• _Instructions for the task_:
Give back an exact copy of the lines from the start of the material through the line bearing "There are only". Include both ends and nothing else.

• _Input material_:
PR #2805, opened 2019-09-05
Add automated maintanence and cleanup via clang-tools to makefile

SteveBronder:
The clang-tidy and clang-format tools have been added to the
make file so that it's easier to keep all of the code consistent

#### Submission Checklist

- [x] Run unit tests: `./runTests.py src/test/unit`
- [x] Run cpplint: `make cpplint`
- [x] Declare copyright holder and open-source license: see below

#### Summary

This adds

1. make methods for `clang-format` and `clang-tidy` so that it's easy to run them over the files in source. clang-format uses the same `.clang-format` file used in [the math library](https://github.com/SteveBronder/math/blob/develop/.clang-format)

There are only two actual places I made changes in the code

1. in [` src/stan/lang/generator/generate_fun_inst_templ_params.hpp`](https://github.com/stan-dev/stan/compare/develop...SteveBronder:cleanup/clang-format?expand=1#diff-6d4c39775589e2beeb3f9528bd0c0251R1) I removed the macro newline `\` and put a `// NOLINT` at the top
2. in [`src/stan/callbacks/stream_writer.hpp`](https://github.com/stan-dev/stan/compare/develop...SteveBronder:cleanup/clang-format?expand=1#diff-d9a5f54d53833b98b437bbfbb30158c9R26) I made the constructor on line 26 `explicit` since it _can_ accept only one argument

```cpp
stream_writer(std::ostream& output,
                         const std::string& comment_prefix = "")
```

#### Intended Effect

There should be no change to how code is executed. The tools are just so that the stan and math library have similar C++ styles. If that's not a good thing for the code at this level then we can close this PR (it took me like 10 mins to run this so no biggie)

#### How to Verify

From develop you can run `make clang-format` to get the code generated here (minus the two places listed above

#### Side Effects

If there are side effects beyond the two mentioned above then that's bad

#### Copyright and Licensing

Please list the copyright holder for the work you are submitting (this will be you or your assignee, such as a university or company):

By submitting this pull request, the copyright holder is agreeing to license the submitted work under the following licenses: Steve Bronder

PR #2806, opened 2019-09-06
[WIP] Refactor IO

SteveBronder:
#### Submission Checklist

#### Summary

This is a refactor of the `array_var_context` and `reader` classes. This is built off of PR #2805 so it looks like there are a lot of changes rn but it's really just the files which hold these two classes. 

Changes include:

1. Previously in `add_r` and `add_i` we were calculating the inner dimensions of the `dim` vector twice. Once in `validate()` and again in the main loop of both functions. `validate` has been renamed to `validate_dims` and if `validate_dims` throws no errors it gives back a vector with the cumulative sum of the product of the dimensions for each vector inside of dims. This uses a few of the stl algorithms and a lambda so it may look a bit odd.

2. With (1) we can now clean up `add_r` and `add_i`'s loop. The body of the function now loops over names and dim_vec adding them to the table of values.

3. `using` is used rather liberally to clean up some of the loops and types.

4. `vars_*_` are now `unordered_maps` instead of `maps`. I made this change heuristically but would like to test a bit whether this is better. My assumption on this is that we tend to do access in this class more often then insertion and deletion.

5. We now use the braced initializer list style on insertion to the `vars_*_` maps along with perfect forwarding in the floating point vector case. This looks a little wonky but removes a good few temporaries.

```cpp
// tbh I'm really not sure if forwarding this is meaningful
vars_r_[name[i]] = {{std::forward<val_d_t>(values.data()) + dim_vec[i],
                                std::forward<val_d_t>(values.data()) + dim_vec[i + 1]}, dims[i]};
```

6. `vars_*_` are initialized in the constructor initialization list with a number of elements equal to the size of `names_*`. This should save a few reallocations and remove the bad side of unordered maps cost of new insertions at least during initialization.

7. Cleans up the loops so they use the range based style.

8. Made the arguments for the `for` loops in the accessors of `reader` const. This should help the compiler a little bit.

#### Intended Effect

I was trying to understand how some things worked here so did a bit of updating. This should also (hopefully) give us a teeny performance increase. Though I don't expect much

#### How to Verify

This just uses the tests that already existed but if we want to add any additional tests to the reader and array context then I'm happy to add them to this PR.

#### Side Effects

Hopefully none!

#### Documentation

Updating documentation for existing functions.

#### Copyright and Licensing

### DIFF
--- a/.gitignore
+++ b/.gitignore
@@ -61,3 +61,9 @@ stan.kdev4
 
 #clang-tidy fixes yaml
 .clang-fixes.log
+
+# Visual Studio Settings
+.vscode/*
+
+# clangd compiler database
+compile_commands.json
--- a/makefile
+++ b/makefile
@@ -29,7 +29,7 @@ include make/cpplint                      # cpplint
 include make/tests                        # tests
 include make/clang-tidy
 
-INC_FIRST = -I $(if $(STAN),$(STAN)/src,src)
+INC_FIRST = -I $(if $(STAN),$(STAN)/src,src) -I ./src/
 LDLIBS_STANC ?= -Ltest -lstanc
 
 
--- a/src/stan/io/array_var_context.hpp
+++ b/src/stan/io/array_var_context.hpp
@@ -12,6 +12,8 @@
 #include <utility>
 #include <numeric>
 #include <unordered_map>
+#include <functional>
+#include <type_traits>
 
 namespace stan {
 
--- a/src/stan/io/array_var_context.hpp
+++ b/src/stan/io/array_var_context.hpp
@@ -17,7 +17,6 @@ namespace stan {
 
 namespace io {
 
-
 /**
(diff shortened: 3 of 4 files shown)


SteveBronder:
Crap @serban-nicusor-toptal sorry but it looks like that Jenkinsfile was not correct.

https://jenkins.mc-stan.org/job/Stan/job/PR-2806/7/consoleFull

If you can give me access to this repo I can make a branch and fix the error tmrw (Jenkins won't use Jenkinsfile's from forks)

SteveBronder:
If it's a simple fix I can probably even get it tonight

serban-nicusor-toptal:
@SteveBronder No worries! I have reverted the merge and added some comments for the Jenkinsfile, we can correct PR 2805 and merge it again after if that's okay with you.

Issue #2816, opened 2019-09-11
Use Welford's algorithm for Variance Estimates in src/stan/analyze


roualdes:
#### Summary:
Use Welford's algorithm for variance estimates in `src/stan/analyze/autocovariance.hpp` and `src/stan/analyze/compute_potential_scale_reduction.hpp`.

#### Description:
Welford's algorithm to estimate the variance is much less likely to suffer from catastrophic cancellation than the standard sum of squared deviations from the sample mean.  We should Welford's algorithm where possible in `src/stan/analyze`.

#### Current Version:
v2.20.0

roualdes:
Closed due to #2819

PR #2819, opened 2019-09-17
Feature/issue 2816 Welford's Variance in stan/analyze

roualdes:
#### Submission Checklist

#### Summary
Re Issue https://github.com/stan-dev/stan/issues/2816, use Welford's algorithm for computing the sample variance within `stan/analyze`. 

I added `src/stan/analyze/mcmc/welford_variance.hpp` since there are three separate places the variance is calculated. My rule is to write a function at >= 3 replications of the same code: 2 uses in `compute_potential_scale_reduction.hpp` and 1 in `autocovariance.hpp`.

#### Intended Effect
Reduce risk of catastrophic cancellation within `stan/analyze`'s functions.

#### How to Verify
Tests in `src/test/unit/analyze/mcmc/welford_variance_test.cpp`.

All other tests remain the same and pass as expected.

#### Side Effects
None intended.

#### Documentation
Above new function within `src/stan/analyze/mcmc/welford_variance.hpp`.

#### Copyright and Licensing

Please list the copyright holder for the work you are submitting (this will be you or your assignee, such as a university or company): California State University, Chico


bob-carpenter:
std::pair is much preferred over std::vector where possible because it doesn't require a malloc and has statically resolved data location.

betanalpha:
When going through the ESS bug fixes today I saw that the Boost accumulators were already being used in the covariance/correlation chains methods (https://github.com/stan-dev/stan/blob/develop/src/stan/mcmc/chains.hpp), so it might be easiest to just use those directly instead of duplicating the functionality,

roualdes:
Yes, thanks for catching those bugs in ESS.

My understanding of the Boost accumulators is that we'd need to copy draws into an `accumulator_set`.  But I feel like we've worked a good bit towards avoiding copies.  Is the simplicity of the accumulators worth this copy?

bob-carpenter:
We shouldn't need to copy draws---the accumulators feed them in dynamically.  For mean, variance, covariance, etc., only the sufficient stats get stored.  For quantiles, there's no way to compute them without accumulating min(p, 1 - p) draws for the p quantile.  If we have lots of quantiles, it'll probably be better to just sort rather than to run multiple accumulators.

roualdes:
That was helpful, thank you.  Just pushed updates based on the recommendation to use boost accumulators.

betanalpha:
So the boost accumulators will work on in place memory without a copy?

I’m in Mexico teaching for the next two weeks so if anyone else could 
give this a review I would be much appreciative.  If not I’ll try to give it a
look later this week.

bob-carpenter:
> 
> On Sep 23, 2019, at 4:26 AM, Michael Betancourt <notifications@github.com> wrote:
> 
> So the boost accumulators will work on in place memory without a copy?

Only when possible.  For instance, sum just keeps a running sum.  But if you have to compute a 0.5 quantile, you need to store 50% of the data if it gets streamed in like the accumulators do.  And if you need the 0.05 and 0.95 quantile, you need to store the lowest 5% and highest 5% of the data. So you can wind up storing a lot of intermediate data.  The alternative is to make one copy for quantiles and sort.

The doc hints that if you have multiple quantiles it'll be clever about not storing redundantly, but I haven't tried it.  But even so, the top 10% and bottom 10% and 50% quantiles together will need to store 60% of the data.

To verify, you can run a loop that's 10 billion items long in compuing a variance and see if you run out of memory.  That
is, something like:

for (long i = 0; i < 1e10; ++i)
  acc(i % 3);

betanalpha:
So long as the input values themselves aren’t copied then this is
as ideal as you’re going to get and there’s no reason to not use
the Boost accumulators.

betanalpha:
Just to clarify — I am aware of the memory requirements for the accumulators.
I was just trying to confirm whether or not the boost accumulators copy the
input data locally before running the accumulation, as had been hinted at earlier.

I think we’ve confirmed that the accumulators can be run on in-place memory 
in which case we’re good to go.

roualdes:
Let me know if there's anything else you would like to see on this PR.  Thanks.

PR #2823, opened 2019-09-20
Feature/issue 2474 advi diagnostic

drezap:
#### Submission Checklist

#### Summary
This add the Generalized Pareto Distribution Fit to a univariate sample from an arbitrary distribution (i.e. a vector of doubles).

#### Intended Effect
Add new functionality to services that enables VI dianostics.

#### How to Verify
./runTests.py /src/test/unit/khat_test.cpp

#### Side Effects
N/A

#### Documentation
Zhang and Stephens (2009) A New and Efficient Estimation Method for the Generalized Pareto Distribution.

#### Copyright and Licensing

Please list the copyright holder for the work you are submitting (this will be you or your assignee, such as a university or company): Andre Zapico


drezap:
@SteveBronder might you have time to review this one?

I want to rename it to `gdp_fit` and add some documentation, but is there any test cases you think I can write that could make this break?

• _Written solution_:
PR #2805, opened 2019-09-05
Add automated maintanence and cleanup via clang-tools to makefile

SteveBronder:
The clang-tidy and clang-format tools have been added to the
make file so that it's easier to keep all of the code consistent

#### Submission Checklist

- [x] Run unit tests: `./runTests.py src/test/unit`
- [x] Run cpplint: `make cpplint`
- [x] Declare copyright holder and open-source license: see below

#### Summary

This adds

1. make methods for `clang-format` and `clang-tidy` so that it's easy to run them over the files in source. clang-format uses the same `.clang-format` file used in [the math library](https://github.com/SteveBronder/math/blob/develop/.clang-format)

There are only two actual places I made changes in the code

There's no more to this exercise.